Rumney High School was an English medium co-educational, community school in the Rumney area of Cardiff, Wales. The school served the communities of Rumney and Trowbridge on the eastern side of Cardiff and was opened in the 1950s alongside Llanrumney High School.

Rumney High School was opened in the 1950s as Cae'r Castell School. In 1958 the school was used as one of the venues for the Sixth Commonwealth Games, hosting all seven fencing competitions. The event saw Wales take two bronze medals, in the team sabre and foil events, and several of the competitions were attended by Prince Philip, Duke of Edinburgh and Charles the future Prince of Wales.

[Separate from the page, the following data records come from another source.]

PR #1363, opened 2020-12-30
Open needed services

mproch:


engine/flink/process/src/main/scala/pl/touk/nussknacker/engine/process/registrar/AsyncInterpretationFunction.scala
```diff
@@ -35,6 +36,9 @@ private[registrar] class AsyncInterpretationFunction(val compiledProcessWithDeps
       getRuntimeContext.getExecutionConfig.getParallelism)
   }
 
+
+  override def nodesUsed: List[NodeData] = SplittedNodesCollector.collectNodes(node).map(_.data)
```
arkadius, line 40: I know that it is not a part of this change, but can you add a comment in `SplittedNodesCollector.collectNodes` that this logic of collecting should be the same as in `ProcessSplitter`? Also maybe we should move this collecting logic to splitter to make sure that those things will stay consistent?

engine/flink/process/src/main/scala/pl/touk/nussknacker/engine/process/WithCompiledProcessDeps.scala
```diff
@@ -3,26 +3,29 @@ package pl.touk.nussknacker.engine.process
...
 import org.apache.flink.configuration.Configuration
 import pl.touk.nussknacker.engine.flink.api.exception.FlinkEspExceptionHandler
+import pl.touk.nussknacker.engine.graph.node.NodeData
 import pl.touk.nussknacker.engine.process.compiler.CompiledProcessWithDeps
 
 trait WithCompiledProcessDeps extends RichFunction {
 
   def compiledProcessWithDepsProvider: ClassLoader => CompiledProcessWithDeps
 
+  def nodesUsed: List[NodeData]
```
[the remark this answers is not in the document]
mproch: :+1: I refactored it a bit

engine/flink/process/src/main/scala/pl/touk/nussknacker/engine/process/registrar/AsyncInterpretationFunction.scala
mproch: I added comment for now

arkadius (approved):
LGTM

PR #1365, opened 2020-12-30
[Improvement] store compiled classes during build

mproch:


.github/workflows/pr.yml
```diff
@@ -6,11 +6,44 @@ on:
...
+        with:
+          name: build-target
+          path: target.tgz
   tests:
     name: Tests
     runs-on: ubuntu-latest
+    needs: [build]
     steps:
       - uses: actions/checkout@v1
+      - uses: olafurpg/setup-scala@v10
```
lciolecki, line 40: Hmm, I wonder can we move `olafurpg/setup-scala@v10` to some var? Right now use it in a few places?

lciolecki (approved):

.github/workflows/pr.yml
mproch: I hope we'll manage to extract some common stuff in next PRs...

A proposal to close Rumney High School and Llanrumney High School was published by the Cardiff Council on 20 March 2009. A total of 1257 objections were registered during the objection period to 20 May 2009. The proposal was due to be implemented in 2012 but was overturned in mid-2011. Reasons cited include the fact that both of the schools were old and falling into a state of disrepair; the intention was to rebuild one new state of the art high school building on the existing Llanrumney site, with Rumney High School grounds being sold to fund the project. The proposed new school would form a partnership with Cardiff High School and Willows High School, with pupils entering further education at Coleg Glan Hafren, or elsewhere in the city where appropriate.

However, these plans were abandoned. Instead Llanrumney High School closed in August 2013, with all students being transferred to Rumney High School. Rumney High School itself was closed in August 2014. The new Eastern High School opened on the site in September 2014, before moving to its new home at the Eastern Community Campus on Trowbridge Road in January 2018.